Work through the records that follow and return each line containing the word "loading".

[Collected data]
*** Begin section ***

PR #502, opened 2025-04-07
fix(rspeedy): duplicate chunks in chunkSplit with multiple entries

gaoachao:
## Summary

Fixed an issue in rspeedy where chunks weren't being properly shared between multiple entries during chunk splitting. This resulted in duplicate chunks being generated, increasing bundle size and reducing performance.

> [!CAUTION]
> **BREAKING CHANGE**:  `encodeData.manifest` now only contains the `/app-service.js` entry.

### TODO
Add support for synchronous chunk loading.

## Checklist

### DIFF
--- a/.changeset/light-donuts-sin.md
+++ b/.changeset/light-donuts-sin.md
@@ -1,5 +1,5 @@
 ---
-"@lynx-js/template-webpack-plugin": patch
+"@lynx-js/template-webpack-plugin": minor
 ---
 
 Fixed an issue in rspeedy where chunks weren't being properly shared between multiple entries during chunk splitting. This resulted in duplicate chunks being generated, increasing bundle size and reducing performance.
--- a/.changeset/light-donuts-sin.md
+++ b/.changeset/light-donuts-sin.md
@@ -4,4 +4,4 @@
 
 Fixed an issue in rspeedy where chunks weren't being properly shared between multiple entries during chunk splitting. This resulted in duplicate chunks being generated, increasing bundle size and reducing performance.
 
-**BREAKING CHANGE**: Exclude non-background files from the `encodeData.manifest`.
+**BREAKING CHANGE**: `encodeData.manifest` now only contains the `/app-service.js` entry.
--- a/.changeset/light-donuts-sin.md
+++ b/.changeset/light-donuts-sin.md
@@ -1,0 +1,7 @@
+---
+"@lynx-js/template-webpack-plugin": patch
+---
+
+Fixed an issue in rspeedy where chunks weren't being properly shared between multiple entries during chunk splitting. This resulted in duplicate chunks being generated, increasing bundle size and reducing performance.
+
+**BREAKING CHANGE**: Exclude non-background files from the `encodeData.manifest`.
--- a/packages/webpack/template-webpack-plugin/src/LynxEncodePlugin.ts
+++ b/packages/webpack/template-webpack-plugin/src/LynxEncodePlugin.ts
@@ -241,7 +241,7 @@ export class LynxEncodePluginImpl {
     if (this.#isBackground(name)) {
       return `/${name}`;
     }
-    return new URL(name, publicPath).toString();
+    return publicPath + name;
   }
 
   #isBackground(name: string): boolean {
--- a/packages/webpack/template-webpack-plugin/src/LynxEncodePlugin.ts
+++ b/packages/webpack/template-webpack-plugin/src/LynxEncodePlugin.ts
@@ -146,10 +146,16 @@ export class LynxEncodePluginImpl {
         const { encodeData } = args;
         const { manifest } = encodeData;
 
-        const publicPath =
-          typeof compilation?.outputOptions.publicPath === 'function'
-            ? compilation.outputOptions.publicPath({})
-            : compilation?.outputOptions.publicPath ?? '';
+        let publicPath = '';
+        if (typeof compilation?.outputOptions.publicPath === 'function') {
+          compilation.errors.push(
+            new compiler.webpack.WebpackError(
+              '`publicPath` as a function is not supported yet.',
+            ),
+          );
+        } else {
+          publicPath = compilation?.outputOptions.publicPath ?? '';
+        }
 
         if (!isDebug() && !isDev && !isRsdoctor()) {
           [
@@ -174,8 +180,6 @@ export class LynxEncodePluginImpl {
           //     lynx.requireModule('initial-chunk1')
           //     lynx.requireModule('initial-chunk2')
           //   `,
-          //   'initial-chunk1': `<content-of-initial-chunk>`,
-          //   'initial-chunk2': `<content-of-initial-chunk>`,
           // },
           // ```
           '/app-service.js': [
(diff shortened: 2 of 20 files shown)


packages/webpack/template-webpack-plugin/src/LynxEncodePlugin.ts
```diff
@@ -228,8 +235,15 @@ export class LynxEncodePluginImpl {
...
-    return `/${name}`;
+  #formatJSName(name: string, publicPath: string): string {
+    if (this.#isBackground(name)) {
+      return `/${name}`;
+    }
+    return publicPath + name;
+  }
+
+  #isBackground(name: string): boolean {
+    return /\.rspeedy\/[^/]+\/background(?:\.[a-f0-9]+)?\.js$/.test(name);
```
upupming: We should read `.rspeedy` from `distPath.intermediate`, see:

https://github.com/lynx-family/lynx-stack/blob/530da75ba11c0f1584e490da24ebe5fd1ed8f34a/packages/rspeedy/core/src/config/output/dist-path.ts#L22

gaoachao: https://github.com/lynx-family/lynx-stack/pull/502/commits/1ac35e9448b5be65e85426df9feaf79f83b4e539

.changeset/light-donuts-sin.md
```diff
@@ -0,0 +1,7 @@
+---
+"@lynx-js/template-webpack-plugin": patch
```
colinaaa: We should use `minor` instead of `patch` for breaking change
```suggestion
"@lynx-js/template-webpack-plugin": minor
```

packages/webpack/template-webpack-plugin/src/LynxEncodePlugin.ts
```diff
@@ -129,6 +129,11 @@ export class LynxEncodePluginImpl {
         const { encodeData } = args;
         const { manifest } = encodeData;
 
+        const publicPath =
+          typeof compilation?.outputOptions.publicPath === 'function'
+            ? compilation.outputOptions.publicPath({})
```
colinaaa: It doesn't make sense to pass an empty object to `publicPath`.

You may throw an error saying that we does not support using function as public path

We already have some TODO
https://github.com/lynx-family/lynx-stack/blob/94b1cb44ee136a93bb20ad9bd877dc4abfaf1fbd/packages/webpack/template-webpack-plugin/src/LynxTemplatePlugin.ts#L852

packages/webpack/template-webpack-plugin/src/LynxEncodePlugin.ts
```diff
@@ -228,8 +235,15 @@ export class LynxEncodePluginImpl {
...
-    return `/${name}`;
+  #formatJSName(name: string, publicPath: string): string {
+    if (this.#isBackground(name)) {
+      return `/${name}`;
+    }
+    return publicPath + name;
+  }
+
+  #isBackground(name: string): boolean {
+    return /\/background(?:\.[a-f0-9]+)?\.js$/.test(name);
```
colinaaa: It does not make sense to use `background.js` or `background.[hash].js` since:

1. The name can be customized by the framework.
2. `background.js` has no difference with other chunks(except it has webpack runtime). I don't think we need to make it special

packages/webpack/template-webpack-plugin/src/LynxEncodePlugin.ts
```diff
@@ -161,17 +166,19 @@ export class LynxEncodePluginImpl {
             Object.keys(manifest)
               .map((name) =>
                 `module.exports=lynx.requireModule('${
```
colinaaa, line 189: Using `lynx.requireModuleAsync` is preferable when dealing with multiple chunks, as it allows for parallel fetching of dependent chunks.

gaoachao: I will address this in a future PR.

packages/webpack/template-webpack-plugin/src/LynxEncodePlugin.ts
gaoachao: https://github.com/lynx-family/lynx-stack/pull/502/commits/e04f9e5a7d3d2e92b0d85240459723eb104637d9

packages/webpack/template-webpack-plugin/src/LynxEncodePlugin.ts
gaoachao: https://github.com/lynx-family/lynx-stack/pull/502/commits/e04f9e5a7d3d2e92b0d85240459723eb104637d9

.changeset/light-donuts-sin.md
```diff
@@ -0,0 +1,7 @@
+---
+"@lynx-js/template-webpack-plugin": minor
```
colinaaa, line 2: We would also need to update the `peerDependencies` of other plugins.

Otherwise, there would be an unexpected **major** bump. See: https://github.com/lynx-family/lynx-stack/pull/502#issuecomment-2784181504

packages/webpack/template-webpack-plugin/src/LynxEncodePlugin.ts
```diff
@@ -152,27 +163,19 @@ export class LynxEncodePluginImpl {
...
-                  this.#formatJSName(name)
+                  this.#formatJSName(name, publicPath)
                 }',globDynamicComponentEntry?globDynamicComponentEntry:'__Card__')`
               )
               .join(','),
             this.#appServiceFooter(),
           ].join(''),
-          ...(Object.fromEntries(
```
colinaaa, line 187: directly removing all the manifest would be a huge breaking change (and I don't think we are ready for that).

So maybe add an option like [`output.inlineScripts`](https://rsbuild.dev/config/output/inline-scripts)?

packages/webpack/template-webpack-plugin/src/LynxEncodePlugin.ts
```diff
@@ -152,27 +163,19 @@ export class LynxEncodePluginImpl {
...
           //   `,
-          //   'initial-chunk1': `<content-of-initial-chunk>`,
-          //   'initial-chunk2': `<content-of-initial-chunk>`,
           // },
           // ```
           '/app-service.js': [
             this.#appServiceBanner(),
             Object.keys(manifest)
               .map((name) =>
                 `module.exports=lynx.requireModule('${
```
colinaaa, line 189: Consider using `lynx.requireModuleAsync` when dealing with multiple chunks, as it allows scripts to load in parallel.

colinaaa, line 189: nitpick: can we avoid the multiple `module.exports`?

colinaaa: Maybe this could be done in future PRs. Using a new option like [`scriptLoading`](https://rsbuild.dev/config/html/script-loading)

colinaaa (changes requested):

gaoachao:
see #874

*** End section ***

• **Task solution**:
Add support for synchronous chunk loading.
colinaaa: Maybe this could be done in future PRs. Using a new option like [`scriptLoading`](https://rsbuild.dev/config/html/script-loading)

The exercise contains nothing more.